[Problem details] Whenever "failure" appears in a line, please copy that line from the data.

[[ Data excerpts open ]]

PR #143, opened 2016-02-18
Use statically typed compilation results in C++ API

dneto0:
Class shaderc::CompilationResult is a template over the element type for
the compilation output. It has three specializations: for a SPIR-V
binary module (with uint32_t element type), SPIR-V assembly text (char
element type), and preprocessed source (char element type).

TODO: Should probably also change the C API to make different entry points
for different output types.

### DIFF
--- a/glslc/src/file_compiler.cc
+++ b/glslc/src/file_compiler.cc
@@ -180,16 +180,15 @@ void FileCompiler::AddIncludeDirectory(const std::string& path) {
 }
 
 void FileCompiler::SetIndividualCompilationFlag() {
-  if (!disassemble_) {
+  if (output_type_ != OutputType::SpirvAssemblyText) {
     needs_linking_ = false;
     file_extension_ = ".spv";
   }
 }
 
 void FileCompiler::SetDisassemblyFlag() {
-  if (!preprocess_only_) {
+  if (!PreprocessingOnly()) {
     output_type_ = OutputType::SpirvAssemblyText;
-    disassemble_ = true;
     needs_linking_ = false;
     file_extension_ = ".spvasm";
   }
@@ -197,7 +196,6 @@ void FileCompiler::SetDisassemblyFlag() {
 
 void FileCompiler::SetPreprocessingOnlyFlag() {
   output_type_ = OutputType::PreprocessedText;
-  preprocess_only_ = true;
   needs_linking_ = false;
   if (output_file_name_.empty()) {
     output_file_name_ = "-";
@@ -220,8 +218,8 @@ bool FileCompiler::ValidateOptions(size_t num_files) {
   // If we are outputting many object files, we cannot specify -o. Also
   // if we are preprocessing multiple files they must be to stdout.
   if (num_files > 1 &&
-      ((!preprocess_only_ && !needs_linking_ && !output_file_name_.empty()) ||
-       (preprocess_only_ && output_file_name_ != "-"))) {
+      ((!PreprocessingOnly() && !needs_linking_ && !output_file_name_.empty()) ||
+       (PreprocessingOnly() && output_file_name_ != "-"))) {
     std::cerr << "glslc: error: cannot specify -o when generating multiple"
                  " output files"
               << std::endl;
@@ -258,12 +256,12 @@ std::string FileCompiler::GetOutputFileName(std::string input_filename) {
 
 std::string FileCompiler::GetCandidateOutputFileName(
     std::string input_filename) {
-  if (!output_file_name_.empty() && !preprocess_only_) {
+  if (!output_file_name_.empty() && !PreprocessingOnly()) {
     return output_file_name_.str();
   }
 
   std::string extension = file_extension_;
-  if (preprocess_only_ || needs_linking_) {
+  if (PreprocessingOnly() || needs_linking_) {
     extension = ".spv";
   }
 
--- a/glslc/src/file_compiler.cc
+++ b/glslc/src/file_compiler.cc
@@ -64,12 +64,41 @@ bool FileCompiler::CompileShaderFile(const std::string& input_file,
       new FileIncluder(&include_file_finder_));
   // Get a reference to the dependency trace before we pass the ownership to
   // shaderc::CompileOptions.
-  const auto& included_files = includer->file_path_trace();
+  const auto& used_source_files = includer->file_path_trace();
   options_.SetIncluder(std::move(includer));
 
-  shaderc::CompilationResult result = compiler_.CompileGlslToSpv(
-      source_string.data(), source_string.size(), shader_stage,
-      error_file_name.data(), options_);
+  switch (output_type_) {
+    case OutputType::SpirvBinary: {
+      const auto result = compiler_.CompileGlslToSpv(
+          source_string.data(), source_string.size(), shader_stage,
+          error_file_name.data(), options_);
+      return EmitCompiledResult(result, input_file, error_file_name,
+                                used_source_files, output_stream);
+    }
+    case OutputType::SpirvAssemblyText: {
+      const auto result = compiler_.CompileGlslToSpvAssembly(
+          source_string.data(), source_string.size(), shader_stage,
+          error_file_name.data(), options_);
+      return EmitCompiledResult(result, input_file, error_file_name,
+                                used_source_files, output_stream);
+    }
+    case OutputType::PreprocessedText: {
+      const auto result = compiler_.PreprocessGlsl(
+          source_string.data(), source_string.size(), shader_stage,
+          error_file_name.data(), options_);
+      return EmitCompiledResult(result, input_file, error_file_name,
+                                used_source_files, output_stream);
+    }
+  }
+  return false;
+}
+
+template <typename CompilationResultType>
+bool FileCompiler::EmitCompiledResult(
+    const CompilationResultType& result, const std::string& input_file,
+    string_piece error_file_name,
+    const std::unordered_set<std::string>& used_source_files,
+    std::ostream* out) {
   total_errors_ += result.GetNumErrors();
   total_warnings_ += result.GetNumWarnings();
 
@@ -104,8 +133,9 @@ bool FileCompiler::CompileShaderFile(const std::string& input_file,
   // later, if the handler is instantiated to dump as normal compilation output,
   // and the original compilation output should be blocked. Otherwise it won't
   // be touched. The main output stream dumps this string_piece later.
-  string_piece compilation_output(result.GetData(),
-                                  result.GetData() + result.GetLength());
+  string_piece compilation_output(
+      reinterpret_cast<const char*>(result.cbegin()),
+      reinterpret_cast<const char*>(result.cend()));
 
   // If we have dependency info dumping handler instantiated, we should dump
   // dependency info first. This may redirect the compilation output
@@ -114,7 +144,7 @@ bool FileCompiler::CompileShaderFile(const std::string& input_file,
   if (dependency_info_dumping_handler_) {
     if (!dependency_info_dumping_handler_->DumpDependencyInfo(
             GetCandidateOutputFileName(input_file), error_file_name.data(),
-            &potential_dependency_info_output, included_files)) {
+            &potential_dependency_info_output, used_source_files)) {
       return false;
     }
     if (!potential_dependency_info_output.empty()) {
@@ -127,12 +157,12 @@ bool FileCompiler::CompileShaderFile(const std::string& input_file,
   }
 
   // Write compilation output to output file.
-  output_stream->write(compilation_output.data(), compilation_output.size());
+  out->write(compilation_output.data(), compilation_output.size());
   // Write error message to std::cerr.
   std::cerr << result.GetErrorMessage();
-  if (output_stream->fail()) {
+  if (out->fail()) {
     // Something wrong happened on output.
-    if (output_stream == &std::cout) {
+    if (out == &std::cout) {
       std::cerr << "glslc: error: error writing to standard output"
                 << std::endl;
     } else {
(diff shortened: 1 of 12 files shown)


glslc/src/file_compiler.h
```diff
@@ -101,6 +105,23 @@ class FileCompiler {
   };
 
  private:
+  enum class OutputType {
+    SpirvBinary,  // A binary module, as defined by the SPIR-V specification.
+    SpirvAssemblyText,  // Assembly syntax defined by the SPIRV-Tools project.
+    PreprocessedText,   // Preprocessed source code.
+  };
+
+  // Compiles the given string a the specified shader kind and using stored
```
dekimir: This blurb seems incorrect: `EmitCompiledResult()` doesn't compile anything, it merely emits the result of a prior compilation.

glslc/src/file_compiler.h
```diff
@@ -101,6 +105,23 @@ class FileCompiler {
...
+  // options. On success, writes the result to the given output stream and
+  // returns true.  On failure, returns false, and possibly emit messages to
+  // the standard error stream.
+  template <typename CompilationResultType>
+  bool EmitCompiledResult(
+      const CompilationResultType& result, const std::string& input_file_name,
+      shaderc_util::string_piece error_file_name,
+      const std::unordered_set<std::string>& used_source_files,
+      std::ostream* out);
```
dekimir: Can this method be `const`?

libshaderc/src/shaderc_cpp_test.cc
```diff
@@ -39,12 +41,12 @@ bool CompilationResultIsSuccess(const shaderc::CompilationResult& result) {
 // magic number in the fixed postion of the byte array in the result object.
 // Returns true if the magic number is found at the correct postion, otherwise
 // returns false.
-bool IsValidSpv(const shaderc::CompilationResult& result) {
+template <typename T>
+bool IsValidSpv(const shaderc::CompilationResult<T>& result) {
```
Qining: I think we can use "SpvCompilationResult" instead of "CompilationResult<T>" here. Otherwise the "uint32_t*" below may look a little bit weird.

libshaderc/src/shaderc_cpp_test.cc
```diff
@@ -492,22 +495,22 @@ TEST_F(CppInterface, ErrorTagIsInputFileName) {
 
 TEST_F(CppInterface, PreprocessingOnlyOption) {
   options_.SetPreprocessingOnlyMode();
-  shaderc::CompilationResult result = compiler_.CompileGlslToSpv(
+  const shaderc::AssemblyCompilationResult result = compiler_.PreprocessGlsl(
```
Qining: I think the type should be "PreprocessedSourceCompilationResult", not "AssemblyCompilationResult".

libshaderc/src/shaderc_cpp_test.cc
```diff
@@ -25,13 +25,15 @@
 
 namespace {
 
+using shaderc::AssemblyCompilationResult;
```
Qining: I guess we can have all three result types here?

libshaderc/include/shaderc/shaderc.hpp
```diff
@@ -97,6 +111,14 @@ class CompilationResult {
...
+// A compilation result for a SPIR-V binary module, which is an array
+// of uint32_t words.
+using SpvCompilationResult = CompilationResult<uint32_t>;
+// A compilation result in SPIR-V assembly syntax.
+using AssemblyCompilationResult = CompilationResult<char>;
+// Preprocessed source text.
+using PreprocessedSourceCompilationResult = CompilationResult<char>;
+
 // Contains any options that can have default values for a compilation.
 class CompileOptions {
```
dekimir: Wouldn't it make sense to also remove `SetPreprocessingOnlyMode()` and `SetDisassemblyMode()` from `CompileOptions`?

libshaderc/include/shaderc/shaderc.hpp
```diff
@@ -55,23 +69,23 @@ class CompilationResult {
...
-  // This pointer remains valid only until the CompilationResult is destroyed.
-  const char* GetData() const {
-    if (!compilation_result_) {
-      return "";
-    }
-    return shaderc_result_get_bytes(compilation_result_);
+  // Returns an iterator pointing to the start of the compilation
+  // output.  It is valid for the lifetime of this object.
+  // If there is no compilation result, then returns nullptr.
+  const_iterator cbegin() const {
```
AWoloszyn: It is completely valid to also call these begin() and end() (and have them return const_iterators).
This way range-based for loops can/will still work correctly.

glslc/src/file_compiler.h
dneto0: Turns out, no since the method also accumulates warning and error counts.  That will be mentioned in the blurb.

glslc/src/file_compiler.h
dneto0: Agreed.  Rewritten.

libshaderc/src/shaderc_cpp_test.cc
dneto0: Agreed.

libshaderc/src/shaderc_cpp_test.cc
dneto0: Good catch.

libshaderc/src/shaderc_cpp_test.cc
dneto0: Done.

libshaderc/include/shaderc/shaderc.hpp
dneto0: Yes. After next iteration in this PR.

libshaderc/include/shaderc/shaderc.hpp
dneto0: Done in next iteration.

libshaderc/include/shaderc/shaderc.hpp
```diff
@@ -55,25 +72,30 @@ class CompilationResult {
...
-  // Returns a pointer to the start of the compiled SPIR-V.
-  // It is guaranteed that static_cast<uint32_t> is valid to call on this
-  // pointer.
-  // This pointer remains valid only until the CompilationResult is destroyed.
-  const char* GetData() const {
-    if (!compilation_result_) {
-      return "";
-    }
-    return shaderc_result_get_bytes(compilation_result_);
+  // Returns an iterator pointing to the start of the compilation
```
AWoloszyn: Can we specify that this is a random_access_iterator.

We should also mention that the iterator returned iterates through contiguous memory, which is an important distinction if we plan on being able to put this in a string_piece.

glslc/src/file_compiler.cc
```diff
@@ -104,8 +133,9 @@ bool FileCompiler::CompileShaderFile(const std::string& input_file,
   // later, if the handler is instantiated to dump as normal compilation output,
   // and the original compilation output should be blocked. Otherwise it won't
   // be touched. The main output stream dumps this string_piece later.
-  string_piece compilation_output(result.GetData(),
-                                  result.GetData() + result.GetLength());
+  string_piece compilation_output(
```
AWoloszyn: Do we really need the reinterpret_casts here?
result::const_iterator is defined as  const OutputElementType*

libshaderc/include/shaderc/shaderc.hpp
dekimir: Mentioned up on line 29.

dneto0: There's a comment at the top of the class describing the kinds of iterators being handed out.  But next CL will expand this comment to say
"Returns a random access (contiguous) iterator ..."

glslc/src/file_compiler.cc
dneto0: Yes we do because OutputElementType can be a uint32_t and you need the reinterpret cast to change the pointer type.

AWoloszyn: Right, I see now, sorry about the confusion.

dneto0:
All feedback addressed.   No longer WIP, aside from needing a rebase.

AWoloszyn:
Looks good to me.

Qining:
lgtm

glslc/src/file_compiler.cc
```diff
@@ -158,6 +188,7 @@ void FileCompiler::SetIndividualCompilationFlag() {
 
 void FileCompiler::SetDisassemblyFlag() {
   if (!preprocess_only_) {
+    output_type_ = OutputType::SpirvAssemblyText;
     disassemble_ = true;
```
dekimir: `disassemble_` and `preprocess_only_` seem redundant now that we have `output_type_`, no?

libshaderc/include/shaderc/shaderc.h
```diff
@@ -251,22 +237,37 @@ typedef struct shaderc_compilation_result* shaderc_compilation_result_t;
...
-// the additional_options, the source string will be compiled into char strings
-// and held by the returned shaderc_compilation_result. The entry_point_name
-// null-terminated string defines the name of the entry point to associate with
-// this GLSL source. If the additional_options parameter is not NULL, then the
-// compilation is modified by any options present. May be safely called from
-// multiple threads without explicit synchronization. If there was failure in
-// allocating the compiler object NULL will be returned.
+// The source string will be compiled into SPIR-V binary and a
+// shaderc_compilation_result will be returned to hold the results.
+// compilation.  The entry_point_name null-terminated string defines the name
```
dekimir: Copy pasta: "compilation."

libshaderc/src/shaderc_cpp_test.cc
```diff
@@ -126,12 +138,21 @@ class CppInterface : public testing::Test {
...
         compiler_.CompileGlslToSpv(shader, kind, "shader", options);
     EXPECT_TRUE(CompilationResultIsSuccess(compilation_result)) << kind << '\n';
-    // Use string(const char* s, size_t n) constructor instead of
-    // string(const char* s) to make sure the string has complete binary data.
-    // string(const char* s) assumes a null-terminated C-string, which will cut
-    // the binary data when it sees a '\0' byte.
-    return std::string(compilation_result.GetData(),
-                       compilation_result.GetLength());
+    // Need to make sure you get complete binary data, including embedded nulls.
+    return CompilerOutputAsString(compilation_result);
```
dekimir: I don't understand why this returns SPIR-V binary as a string?

dekimir: In fact, I don't see where this function is used at all (in this file)?

libshaderc/src/shaderc_cpp_test.cc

[[ Data excerpts closed ]]

[Response]
+  // returns true.  On failure, returns false, and possibly emit messages to
-// multiple threads without explicit synchronization. If there was failure in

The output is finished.